UN Body Urges Malaysia to Free Aceh, Myanmar Migrants Detained in Crackdown

Agence France Presse
Sunday, March 6, 2005

The UN refugee agency urged Malaysian authorities to free 13 people from Indonesia and Myanmar detained in a crackdown on illegal immigrants and denied issuing documents indiscriminately to asylum seekers.

Volker Turk, head of the UN High Commissioner for Refugees (UNHCR) in Malaysia, told AFP the 13 -- 10 from tsunami-hit Aceh province and three Rohingyas from Myanmar were being held at the Semenyih detention centre, south of Kuala Lumpur.

"They are holders of UNHCR card. I do not know why they were arrested. They should be freed. I have informed the Home Affairs Minister (Azmi Khalid) not to deport them," he said.

Malaysia on March 1 launched a controversial operation to round up, whip and deport hundreds of thousands of illegal immigrants, mostly Indonesians, following the end of a four-month amnesty.

Home Minister Azmi on Thursday said illegal immigrants from Aceh would be spared detention on humanitarian grounds but said the UNHCR had indiscriminately issued letters to Acehnese asylum seekers.

"All these UNHCR letters cannot be accepted as bona fide.

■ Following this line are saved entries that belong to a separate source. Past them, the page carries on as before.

PR #569, opened 2022-05-25
Server side filters with Sieve

henrique-borba:
This PR adds a new module that allows the creation, construction and management of server side filters using Sieve and the ManageSieve protocol, enabling automatic filters and building the foundations for intelligent filter integration based on artificial intelligence executed directly by the Sieve service (see https://doc.dovecot.org/configuration_manual/sieve/plugins/extprograms/)

## Screenshots

Screenshot_20220525_164840
Screenshot_20220525_165007
Screenshot_20220527_103534
Screenshot_20220527_103631
Screenshot_20220527_103704

## Dependencies

Thinking of the native and minimalist code followed by Cypht, this change requires few external dependencies. The ManageSieve communication library was custom made to our needs and allows us to add capabilities more conveniently and quickly.

- **henrique-borba/php-sieve-manager** -  Native implementation of the ManageSieve protocol. Does the heavy lifting and transforms logical frameworks to generate valid Sieve scripts https://github.com/henrique-borba/php-sieve-manager
- **ext-socket** - Already used

## Affected Modules

- **IMAP** - The settings for each mailbox may contain a Sieve configuration, so the IMAP module has been changed to allow the user to configure connection and authentication information.


dumblob:
How did you solve compatibility with other systems (especially those proprietary ones ran by huge cloud email providers)?

How does your Sieve lib behave in case it gets some slightly modified Sieve script from major email providers (I do not know whether the UI in this PR allows this, but I suppose you want to support pure text input)?

henrique-borba:
> How did you solve compatibility with other systems (especially those proprietary ones ran by huge cloud email providers)?
> 
> How does your Sieve lib behave in case it gets some slightly modified Sieve script from major email providers (I do not know whether the UI in this PR allows this, but I suppose you want to support pure text input)?

There are two options for adding a filter, one of them "Add Script" allows you to add a Sieve script  using a textarea input without restrictions. The module only manages scripts and filters created through Cypht and the user could add their old filters manually (copy and paste).

This is necessary because as only one script is activated in Sieve per account, the module needs to create a script that includes all others in the user-defined priority order. 

btw, I will add more screenshots

marclaporte:
We have a test server up at https://sieve.cypht.dev1.evoludata.com/?page=sievefilters

To help with testing, please contact me, and I will provide you with a login.

marclaporte:
Next todos (for July 7th)
- Mailbox list for copy and move actions
- Change the name of copy action to move
- Add the copy action
- Check the option of bounce emails
- Block List (ban list)
- Tweak for mobile

modules/imap/handler_modules.php
```diff
@@ -1692,7 +1692,12 @@ public function process() {
                     $this->out('msg_text', $msg_text);
                     $this->out('msg_download_args', sprintf("page=message&amp;uid=%s&amp;list_path=imap_%s_%s&amp;imap_download_message=1", $form['imap_msg_uid'], $form['imap_server_id'], $form['folder']));
                     $this->out('msg_show_args', sprintf("page=message&amp;uid=%s&amp;list_path=imap_%s_%s&amp;imap_show_message=1", $form['imap_msg_uid'], $form['imap_server_id'], $form['folder']));
-                    $this->out('sieve_filters_enabled', $this->module_is_supported('sievefilters'));
+
+                    $server = $this->user_config->get('imap_servers')[$this->request->post['imap_server_id']];
+
+                    if (array_key_exists('sieve_config_host', $server)) {
+                        $this->out('sieve_filters_enabled', $this->module_is_supported('sievefilters'));
+                    }
```
dumblob, line 1700: Hm, previously it was always shown correctly describing the boolean choice. But now, there is nothing shown if I am not mistaken. That is bad UX. It shall be **always shown** but greyed-out/deselected (meaning "unavailable") or shown normally (meaning "available").

marclaporte:
Next steps (for 2022-07-14)
1- In filters, add "To or CC"

2- In filters, add custom headers

3- filters: if easy, add Regex

4- addflag, removeflag (as part of RFC)

5- In block list, a new option next to each email: "Convert to blocking the whole domain"

6- In block list, make it more obvious the action of unblocking (maybe more like a delete button)

7- Remove Sieve username and password since it will use the main IMAP credentials.

8- Investigate how does Roundcube do "Reply with message"
Message body (vacation reason):
Message subject:
Reply sender address:
My e-mail addresses:
Fill with all my addresses
How often send messages: x days

Is this the vacation extension of the spec?

9- Investigate what "Set variable". Roundcube has:
Variable name:
Variable value:
Modifiers:
lower-case
upper-case
first character lower-case
first character upper-case
quote special characters
length

10- Tweak for mobile

marclaporte:
@jasonmunro Please merge this when you are ready. No need to wait for these other todos (If you are faster, they will come in distinct merge requests as soon as ready):

1. Sieve accounts: when adding accounts, propose default account to be the same as IMAP (In JS) which is likely to be the case 99% of the time (Henrique)
2. Filters: Add a spinner when waiting for mailbox (because it can task a few seconds when there are lots of folders, and we don't want user to think it failed) (Henrique)
3. Make Sieve lib more findable on Packagist and Github so keywords/tags + add a readme (Henrique)
4. Make mobile version look OK (Elvis)

marclaporte:
@jasonmunro This is ready for you. Henrique and I don't have anymore todos on this. Elvis will make it mobile-friendly in a future merge request.

Thanks!

jasonmunro:
Only thing I notice on a quick review is that in debug mode we are including both tingle and litegraph javascript, but in the config_gen.php file only tingle is added. Is that correct @henrique-borba ?

marclaporte:
@jasonmunro [Litegraph](https://github.com/jagenjo/litegraph.js) has been removed. At the beginning of the project, we were exploring to use Litegraph as a GUI for filters, but in the end, we didn't implement that idea.

jasonmunro:
Looks like I need to setup Sieve so I can use this too! Thanks for all the work on this!

PR #570, opened 2022-05-27
Fix bug #439: archive action does not work in list mode

Steven--:
### Issues

- [X] None

### Checklist

- [X] None

### How2Test

- [X] None

### Todo

- [X] None


jeanpaulHamuli:
Looks good, what do you say Jason?

PR #574, opened 2022-06-28
Update bacon/bacon-qr-code to also support v2

xorti:
- Also remove composer.lock

## Pullrequest
The library `endroid/qr-code` had a dependency of `bacon/bacon-qr-code` between `1.0.0` and `^2.0.0` depending on the installed version of the  `endroid/qr-code` library.

Cypht can still use any version of the `bacon/bacon-qr-code` since the class names are exactly the same.

---
Note: The `composer.lock` was not updated with the changes in composer.json, but also it should not be versioning, allowing composer to manage the packages depending on the software dependencies.


marclaporte:
@jasonmunro I merged this in because it's causing issues with Tiki's inclusion of Cypht.

We use
`"bacon/bacon-qr-code": "^2.0.0",`
here: https://gitlab.com/tikiwiki/tiki/-/blob/master/vendor_bundled/composer.json#L13

PR #584, opened 2022-08-04
[FIX] Increase z-index to make move to dropdown visible

josaphatim:
## Pullrequest

**Move to dropdown** displays under messages text and users are unable to move folders.

Related: https://avan.tech/item81392

### Issues
- [X] None


jasonmunro:
looks good, thanks!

There is information that some are not genuine," he was quoted as saying by New Straits Times newspaper.

Turk however said every asylum seeker underwent a strict interview by UN officers.

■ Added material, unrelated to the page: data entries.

Issue #1115, opened 2024-07-09
Improve detection and protection against business email compromise (BEC) like CEO Fraud, etc.


marclaporte:
"The second form is [name and email spoofing](https://www.barracuda.com/support/glossary/email-spoofing), where the attacker uses both the CEO’s name and their correct sender address. In this form of the attack, the attacker typically uses a reply-to address that is different than the sender address, so that your response to the email will go to them."
Source: https://www.barracuda.com/support/glossary/ceo-fraud

We expose an alternate "reply to" here https://github.com/cypht-org/cypht/pull/781 but we can do better. Related: https://github.com/cypht-org/cypht/issues/1113

See also: https://www.fbi.gov/how-we-can-help-you/scams-and-safety/common-scams-and-crimes/business-email-compromise

Danelif:
I found this [https://www.egress.com/blog/phishing/how-can-i-stop-ceo-fraud](https://www.egress.com/blog/phishing/how-can-i-stop-ceo-fraud) interresting

marclaporte:
@Danelif What is your next step here?

Danelif:
@marclaporte After meeting with @christer77 we discussed that cypht might check the emails box to compare a suspicious incoming email with previous emails and if a correspondence of 90% is found, let's turn this to spam. For example, if I receive an email from d****@evaludata.com and in my email record I have d***@evoludata.com this mean the incoming email is fake and we spam it directly

marclaporte:
Ok, please explore this.

We already have a feature to screen emails: https://github.com/cypht-org/cypht/issues/1113 so this addresses part of the issue.

Please keep in mind that mail servers often have other methods to filter spam (typically with content).

christer77:
Hello @marclaporte 

What's next, please?

marclaporte:
Thank you @christer77 for https://github.com/cypht-org/cypht/pull/1269

PR #1269, opened 2024-10-04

"We refute the allegation. UN has a stringent process in place to ensure documents are issued to those interviewed. It is a complex process. We do not issue documents indiscriminately," he said.

Turk admitted there were "fake UNHCR documents" in circulation and said officials rounding up illegal immigrants should communicate with the agency to verify them.

Meanwhile the Sunday Star newspaper said thousands of Indonesians wanting to return to Malaysia legally were stranded due to administrative delays which have hit the construction and oil palm industries which depend on cheap foreign labour.

"We acknowledge that there is a bottleneck and hope to sort things out with our counterpart (in Jakarta)," said immigration department enforcement director Ishak Mohamed.

Human Resources Minister Fong Chan Onn said the plantation sector was shortof 300,000 workers and the construction sector about 200,000 workers.

The UNHCR in December had expressed fears that asylum seekers from military-ruled Myanmar and strife-torn Aceh would be swept up along with illegal migrants.

An estimated 400,000 illegal immigrants are still in Malaysia, many of whom sought jobs in the construction, plantation and service industries in the face of unemployment at home.

The crackdown is part of Malaysia's largest blitz to flush out illegal immigrants in three years.